PR #5547, opened 2024-10-19
cli/command/plugins: use errors.Join instead of custom cli.Errors, and deprecate cli.Errors

thaJeztah:
### cli/command/plugins: use errors.Join instead of custom cli.Errors

This command was using a custom "multi-error" implementation, but it
had some limitations, and the formatting wasn't great.

This patch replaces it with Go's errors.Join.

Before:

    docker plugin remove one two three
    Error response from daemon: plugin "one" not found, Error response from daemon: plugin "two" not found, Error response from daemon: plugin "three" not found

After:

    docker plugin remove one two three
    Error response from daemon: plugin "one" not found
    Error response from daemon: plugin "two" not found
    Error response from daemon: plugin "three" not found

### cli: deprecate Errors type

The Errors type is no longer used by the CLI itself, and this custom
"multi-error" implementation had both limitations (empty list not being
`nil`), as well as formatting not being great. All of this making it not
something to recommend, and better handled with Go's stdlib.

As far as I could find, there's no external consumers of this, but let's
deprecate first, and remove in the next release.

```markdown changelog
- improve formatting of errors during `docker plugin remove` 
- go-sdk: deprecate cli.Errors type in favour of Go's errors.Join
```

### DIFF
--- a/cli/command/plugin/remove.go
+++ b/cli/command/plugin/remove.go
@@ -2,6 +2,7 @@ package plugin
 
 import (
 	"context"
+	"errors"
 	"fmt"
 
 	"github.com/docker/cli/cli"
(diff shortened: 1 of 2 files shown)


cli/command/plugin/remove.go
```diff
@@ -36,17 +37,13 @@ func newRemoveCommand(dockerCli command.Cli) *cobra.Command {
 }
 
 func runRemove(ctx context.Context, dockerCli command.Cli, opts *rmOptions) error {
-	var errs cli.Errors
+	var errs error
 	for _, name := range opts.plugins {
 		if err := dockerCli.Client().PluginRemove(ctx, name, types.PluginRemoveOptions{Force: opts.force}); err != nil {
-			errs = append(errs, err)
+			errs = errors.Join(errs, err)
```
vvoland, line 43: This is not the same as the previous one, as it always produce `*joinError` with `[]error` of length 2. The first error is of type `*errors.joinError` which combines all of the previous errors.

vvoland: The correct way to use `errors.Join` in this case is to first collect errors into `errs []error` and then `return errors.Join(errs...)`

> **YOUR OBJECTIVE**
Transcribe the material above in full.

> **TASK RESULT**
PR #5547, opened 2024-10-19
cli/command/plugins: use errors.Join instead of custom cli.Errors, and deprecate cli.Errors

thaJeztah:
### cli/command/plugins: use errors.Join instead of custom cli.Errors

This command was using a custom "multi-error" implementation, but it
had some limitations, and the formatting wasn't great.

This patch replaces it with Go's errors.Join.

Before:

    docker plugin remove one two three
    Error response from daemon: plugin "one" not found, Error response from daemon: plugin "two" not found, Error response from daemon: plugin "three" not found

After:

    docker plugin remove one two three
    Error response from daemon: plugin "one" not found
    Error response from daemon: plugin "two" not found
    Error response from daemon: plugin "three" not found

### cli: deprecate Errors type

The Errors type is no longer used by the CLI itself, and this custom
"multi-error" implementation had both limitations (empty list not being
`nil`), as well as formatting not being great. All of this making it not
something to recommend, and better handled with Go's stdlib.

As far as I could find, there's no external consumers of this, but let's
deprecate first, and remove in the next release.

```markdown changelog
- improve formatting of errors during `docker plugin remove` 
- go-sdk: deprecate cli.Errors type in favour of Go's errors.Join
```

### DIFF
--- a/cli/command/plugin/remove.go
+++ b/cli/command/plugin/remove.go
@@ -2,6 +2,7 @@ package plugin
 
 import (
 	"context"
+	"errors"
 	"fmt"
 
 	"github.com/docker/cli/cli"
(diff shortened: 1 of 2 files shown)


cli/command/plugin/remove.go
```diff
@@ -36,17 +37,13 @@ func newRemoveCommand(dockerCli command.Cli) *cobra.Command {
 }
 
 func runRemove(ctx context.Context, dockerCli command.Cli, opts *rmOptions) error {
-	var errs cli.Errors
+	var errs error
 	for _, name := range opts.plugins {
 		if err := dockerCli.Client().PluginRemove(ctx, name, types.PluginRemoveOptions{Force: opts.force}); err != nil {
-			errs = append(errs, err)
+			errs = errors.Join(errs, err)
```
vvoland, line 43: This is not the same as the previous one, as it always produce `*joinError` with `[]error` of length 2. The first error is of type `*errors.joinError` which combines all of the previous errors.

vvoland: The correct way to use `errors.Join` in this case is to first collect errors into `errs []error` and then `return errors.Join(errs...)`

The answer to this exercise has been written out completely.